Problem 986

Another Infinite Game

Peter is playing another game on an infinite row of squares, each square of which can hold an unlimited number of tokens.

Initially, every square contains a token.
Given positive integers $c$ and $d$, each move of the game consists of the following steps:

Choose two tokens $X$ and $Y$ such that $Y$ is $c$ squares to the right of $X$.
Move both $X$ and $Y$ to the square that is $d$ squares to the right of $Y$.

Peter’s goal is to move as many tokens as possible into one square.
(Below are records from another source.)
PR #1046, opened 2025-09-10
move PR template, remove dry run task, dry runs are automatically added

slabasan:


michaelmckinsey1 (approved):
I removed reference to single_node while we are at it, which no longer exists

pearce8 (approved):

PR #1051, opened 2025-09-12
Add variance Option to Caliper Modifier

michaelmckinsey1:
## Description

- [x] enable `time.variance` in caliper modifier, e.g. `caliper=mpi,time,variance`


michaelmckinsey1:
variance test https://lc.llnl.gov/gitlab/benchpark/benchpark/-/jobs/2921980

michaelmckinsey1:
kripke/tuolumne failure is unrelated.

pearce8 (changes requested):
@michaelmckinsey1 The default Caliper mode (time) should record inclusive time, exclusive time, and variance.  There is no reason to have these as separate modes, it doesn't cost much to calculate these on the basis of the data that is being collected already.

michaelmckinsey1:
@pearce8 Ok that makes this change a one-liner then acutally. Inclusive time will already be there.

pearce8 (approved):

For example, with $c = 2$ and $d = 1$, it is possible to move $7$ tokens into one square, following these steps (where red color marks the chosen tokens):

... 1 1 1 1 1 1 1 1 ...

... 1 1 1 1 0 1 0 3 ...

... 1 1 1 0 0 0 2 3 ...

... 0 1 0 2 0 0 2 3 ...

... 0 0 0 1 2 0 2 3 ...

... 0 0 0 1 1 0 1 5 ...

... 0 0 0 1 0 0 0 7 ...

However, it is not possible to move $8$ tokens into one square.

Let $G(c, d)$ be the maximum number of tokens Peter can move into one square. For example, $G(2, 1) = 7$. You are also given that $G(1, 2) = 7$, $G(3, 1) = 11$, $G(2, 2) = 3$ and $G(1, 3) = 15$.

Find the sum of $G(c, d)$ for all pairs of $c, d$ with $1 \leq c, d \leq 160$.

又一个无限游戏

彼得又在玩一个游戏，游戏需要用到一行无限延伸的方格，每个方格上可以放置无限数量的代币。

游戏开始时，每个方格上都有一枚代币。
给定正整数$c$和$d$，游戏的每一步操作如下：

选择两枚代币$X$和$Y$，要求$Y$在$X$右侧第$c$格。
将$X$和$Y$都移动到$Y$右侧第$d$格。

彼得的目标是将尽可能多的代币移动到同一个方格中。例如，当$c = 2$、$d = 1$时，他可以将$7$枚代币移动到同一个方格中，步骤如下（红色标记所选的代币）：

... 1 1 1 1 1 1 1 1 ...

... 1 1 1 1 0 1 0 3 ...

... 1 1 1 0 0 0 2 3 ...

... 0 1 0 2 0 0 2 3 ...

... 0 0 0 1 2 0 2 3 ...

... 0 0 0 1 1 0 1 5 ...

... 0 0 0 1 0 0 0 7 ...

然而，彼得永远无法将$8$枚代币移动到同一个方格中。

记$G(c, d)$为彼得能移动到同一个方格中的最大代币数。例如，$G(2, 1) = 7$；还已知$G(1, 2) = 7$，$G(3, 1) = 11$，$G(2, 2) = 3$，$G(1, 3) = 15$。

求所有满足$1 \leq c, d \leq 160$的数对$c, d$所对应的$G(c, d)$之和。

译注：彼得玩的上一个无限游戏在第664题。